● YOUR OBJECTIVE: Write the records out again. Match them exactly.

● DATA EXCERPTS:
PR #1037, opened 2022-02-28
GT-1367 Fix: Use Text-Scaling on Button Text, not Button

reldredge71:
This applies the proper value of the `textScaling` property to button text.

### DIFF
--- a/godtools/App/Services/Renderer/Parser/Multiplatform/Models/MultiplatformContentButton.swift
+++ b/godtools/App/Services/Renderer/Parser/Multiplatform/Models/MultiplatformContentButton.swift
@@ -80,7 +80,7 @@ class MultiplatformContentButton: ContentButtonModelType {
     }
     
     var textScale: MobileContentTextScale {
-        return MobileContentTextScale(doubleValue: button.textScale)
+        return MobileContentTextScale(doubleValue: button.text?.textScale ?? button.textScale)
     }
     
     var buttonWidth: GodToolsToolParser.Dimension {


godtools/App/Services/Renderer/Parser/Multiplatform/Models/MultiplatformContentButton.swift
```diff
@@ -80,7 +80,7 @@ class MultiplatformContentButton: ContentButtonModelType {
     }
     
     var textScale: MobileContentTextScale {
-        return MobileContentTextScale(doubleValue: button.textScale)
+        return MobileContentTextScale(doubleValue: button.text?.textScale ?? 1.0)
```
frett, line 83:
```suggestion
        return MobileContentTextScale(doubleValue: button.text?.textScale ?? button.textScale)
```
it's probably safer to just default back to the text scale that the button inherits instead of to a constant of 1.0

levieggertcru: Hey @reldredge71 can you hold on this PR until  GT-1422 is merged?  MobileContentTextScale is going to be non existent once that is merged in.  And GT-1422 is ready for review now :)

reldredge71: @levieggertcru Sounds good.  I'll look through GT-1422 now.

● ANSWER TO THE EXERCISE:
PR #1037, opened 2022-02-28
GT-1367 Fix: Use Text-Scaling on Button Text, not Button

reldredge71:
This applies the proper value of the `textScaling` property to button text.

### DIFF
--- a/godtools/App/Services/Renderer/Parser/Multiplatform/Models/MultiplatformContentButton.swift
+++ b/godtools/App/Services/Renderer/Parser/Multiplatform/Models/MultiplatformContentButton.swift
@@ -80,7 +80,7 @@ class MultiplatformContentButton: ContentButtonModelType {
     }
     
     var textScale: MobileContentTextScale {
-        return MobileContentTextScale(doubleValue: button.textScale)
+        return MobileContentTextScale(doubleValue: button.text?.textScale ?? button.textScale)
     }
     
     var buttonWidth: GodToolsToolParser.Dimension {


godtools/App/Services/Renderer/Parser/Multiplatform/Models/MultiplatformContentButton.swift
```diff
@@ -80,7 +80,7 @@ class MultiplatformContentButton: ContentButtonModelType {
     }
     
     var textScale: MobileContentTextScale {
-        return MobileContentTextScale(doubleValue: button.textScale)
+        return MobileContentTextScale(doubleValue: button.text?.textScale ?? 1.0)
```
frett, line 83:
```suggestion
        return MobileContentTextScale(doubleValue: button.text?.textScale ?? button.textScale)
```
it's probably safer to just default back to the text scale that the button inherits instead of to a constant of 1.0

levieggertcru: Hey @reldredge71 can you hold on this PR until  GT-1422 is merged?  MobileContentTextScale is going to be non existent once that is merged in.  And GT-1422 is ready for review now :)

reldredge71: @levieggertcru Sounds good.  I'll look through GT-1422 now.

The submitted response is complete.